Saved entries
# # # #

PR #706, opened 2024-09-04
voiceassistant: add before_tts_cb callback

theomonnom:
- deprecate callbacks with `will_*` naming (now using the before `keyword` instead) — added deprecation warnings
- added `aio.itertools` utilities
- add `before_tts_cb` callback on the voice assistant
- added tokenize.utils to easily replace words

### DIFF
--- a/examples/voice-assistant/custom_pronunciation.py
+++ b/examples/voice-assistant/custom_pronunciation.py
@@ -1,0 +1,52 @@
+from __future__ import annotations
+from typing import AsyncIterable
+import asyncio
+
+from dotenv import load_dotenv
+from livekit import rtc
+from livekit.agents import AutoSubscribe, JobContext, WorkerOptions, cli, llm, utils
+from livekit.agents.voice_assistant import VoiceAssistant
+from livekit.plugins import deepgram, cartesia, openai, silero
+
+load_dotenv()
+
+
+async def entrypoint(ctx: JobContext):
+    initial_ctx = llm.ChatContext().append(
+        role="system",
+        text=(
+            "You are a voice assistant created by LiveKit. Your interface with users will be voice. "
+            "You should use short and concise responses, and avoiding usage of unpronouncable punctuation."
+        ),
+    )
+
+    await ctx.connect(auto_subscribe=AutoSubscribe.AUDIO_ONLY)
+
+    async def _will_synthesize_assistant_speech(
+        assistant: VoiceAssistant, text: str | AsyncIterable[str]
+    ):
+        # Cartesia TTS is incorrectly pronouncing "LiveKit", so we'll replace it with a phonetic
+        # spelling
+        return utils.replace_words(
+            text=text, replacements={"LiveKit": "<<L|ˈaɪ|ve>>Kit"}
+        )
+
+    # also for this example, we also intensify the keyword "LiveKit" to make it more likely to be
+    # recognized with the STT
+    deepgram_stt = deepgram.STT(keywords=[("LiveKit", 2.0)])
+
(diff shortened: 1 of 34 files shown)


examples/voice-assistant/custom_pronunciation.py
```diff
@@ -0,0 +1,52 @@
...
+            "You should use short and concise responses, and avoiding usage of unpronouncable punctuation."
+        ),
+    )
+
+    await ctx.connect(auto_subscribe=AutoSubscribe.AUDIO_ONLY)
+
+    async def _will_synthesize_assistant_speech(
+        assistant: VoiceAssistant, text: str | AsyncIterable[str]
+    ):
+        # Cartesia TTS is incorrectly pronouncing "LiveKit", so we'll replace it with a phonetic
```
davidzhao, line 28: nit: maybe just indicate this in general, versus a Cartesia specific issue.

livekit-agents/livekit/agents/voice_assistant/voice_assistant.py
```diff
@@ -145,6 +160,9 @@ def __init__(
             transcription: Options for assistant transcription.
             will_synthesize_assistant_reply: Callback called when the assistant is about to synthesize a reply.
```
davidzhao, line 161: nit. these events tend to confuse me a bit. since we are adding a new one, I wonder if there's a better way to handle these.
and should we use callbacks rather than events? 

i.e. assistant.llm_preprocess_cb=myfunc and assistant.llm_postprocess_cb

where both functions can manipulate chat context, and postprocess could also determine what goes into TTS

livekit-agents/livekit/agents/voice_assistant/voice_assistant.py
```diff
@@ -17,11 +18,20 @@
...
-WillSynthesizeAssistantReply = Callable[
+
+PreLLMGenerationCallback = Callable[
     ["VoiceAssistant", ChatContext],
     Union[Optional[LLMStream], Awaitable[Optional[LLMStream]]],
 ]
 
+WillSynthesizeAssistantReply = PreLLMGenerationCallback
+
+PreTTSGenerationCallback = Callable[
```
davidzhao, line 29: should this be something like?

```
Union[
  Callable[["VoiceAssistant", str], str],
  Callable[["VoiceAssistant", AsyncIterable[str]], AsyncIterable[str]],
]
```

livekit-agents/livekit/agents/voice_assistant/voice_assistant.py
```diff
@@ -143,21 +163,34 @@ def __init__(
...
+                (e.g: editing the pronunciation of a word).
             plotting: Whether to enable plotting for debugging. matplotlib must be installed.
             loop: Event loop to use. Default to asyncio.get_event_loop().
         """
         super().__init__()
         self._loop = loop or asyncio.get_event_loop()
+
+        if will_synthesize_assistant_reply is not None:
+            warnings.warn(
+                "will_synthesize_assistant_reply is deprecated and will be removed in 1.5.0, use on_generate_llm instead",
```
davidzhao, line 179:
```suggestion
                "will_synthesize_assistant_reply is deprecated and will be removed in 1.5.0, use before_llm_cb instead",
```

livekit-agents/livekit/agents/voice_assistant/voice_assistant.py
theomonnom: It is different, we're OK receiving AsyncIterable[str] and finally returning a str for e.g

davidzhao (approved):
🚀🚀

# # # #

#### Exercise objective
Look through the records for the string "PreLLMGenerationCallback". Copy every line that has it.

#### Solution for this task
+PreLLMGenerationCallback = Callable[
+WillSynthesizeAssistantReply = PreLLMGenerationCallback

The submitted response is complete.